Collected data
◆ ◆ ◆ ◆ ◆ ◆ ◆
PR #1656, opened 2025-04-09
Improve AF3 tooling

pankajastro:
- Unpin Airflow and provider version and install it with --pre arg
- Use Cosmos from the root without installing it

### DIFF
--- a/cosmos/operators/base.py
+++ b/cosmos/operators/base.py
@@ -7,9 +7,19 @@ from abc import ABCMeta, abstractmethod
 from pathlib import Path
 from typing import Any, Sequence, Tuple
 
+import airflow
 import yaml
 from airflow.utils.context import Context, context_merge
◆ ◆ ◆ ◆ ◆ ◆ ◆
State how many lines of the entries above include the string "from". The reply is that number alone.

▶ [OUTPUT OF THE EXERCISE]: 5